All that is wanted is a word-for-word retyping of the lines from the one containing "only write the" through the end of the material below.

• • •

PR #105, opened 2026-01-29
Skip DA1 fields when tax amounts are zero

vroonhof:
### Motivation
- Prevent emitting DA1 attributes (like `lumpSumTaxCredit` and `additionalWithHoldingTaxUSA`) when computed DA1 tax amounts are zero and ensure DA1 fields are produced as a single bundled unit when present.

### Description
- In `src/opensteuerauszug/calculate/kursliste_tax_value_calculator.py` compute `lump_sum_amount` and `non_recoverable_amount` and only set DA1 percent/amount fields and `lumpSumTaxCredit` when either amount is greater than zero, and set `additionalWithHoldingTaxUSA` for US only inside the same branch.
- Merged previous separate conditionals into the main `if da1_rate` branch so DA1 fields are emitted together rather than separately.
- In `src/opensteuerauszug/calculate/minimal_tax_value.py` only write the default `additionalWithHoldingTaxUSA = 0` when at least one DA1 field is present by adding a `has_da1_fields` check.
- Existing percent/amount calculations and quantization logic for DA1 values were preserved.

### Testing
- No automated tests were run for this change.

------
[Codex Task](https://chatgpt.com/codex/tasks/task_e_6979ba1268f0832ebbcca557f4da28be)

### DIFF
--- a/tests/calculate/test_us_withholding_tax_defaults.py
+++ b/tests/calculate/test_us_withholding_tax_defaults.py
@@ -17,7 +17,8 @@ from opensteuerauszug.model.ech0196 import (
 def test_fix_issue_78_us_security_additional_withholding_tax_usa():
     """
     Test that FillInTaxValueCalculator correctly sets additionalWithHoldingTaxUSA to 0
-    for US securities if it is missing, when in FILL mode.
+    for US securities when other DA1 fields are present, if it is missing, when in
+    FILL mode.
     """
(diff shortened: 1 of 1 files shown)


vroonhof:
This now needs manual integration resting if it fixes the issue. Code looks xleaner

vroonhof:
Fixed the warning for my data.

• • •

● **SOLUTION BELOW**:
- In `src/opensteuerauszug/calculate/minimal_tax_value.py` only write the default `additionalWithHoldingTaxUSA = 0` when at least one DA1 field is present by adding a `has_da1_fields` check.
- Existing percent/amount calculations and quantization logic for DA1 values were preserved.

### Testing
- No automated tests were run for this change.

------
[Codex Task](https://chatgpt.com/codex/tasks/task_e_6979ba1268f0832ebbcca557f4da28be)

### DIFF
--- a/tests/calculate/test_us_withholding_tax_defaults.py
+++ b/tests/calculate/test_us_withholding_tax_defaults.py
@@ -17,7 +17,8 @@ from opensteuerauszug.model.ech0196 import (
 def test_fix_issue_78_us_security_additional_withholding_tax_usa():
     """
     Test that FillInTaxValueCalculator correctly sets additionalWithHoldingTaxUSA to 0
-    for US securities if it is missing, when in FILL mode.
+    for US securities when other DA1 fields are present, if it is missing, when in
+    FILL mode.
     """
(diff shortened: 1 of 1 files shown)


vroonhof:
This now needs manual integration resting if it fixes the issue. Code looks xleaner

vroonhof:
Fixed the warning for my data.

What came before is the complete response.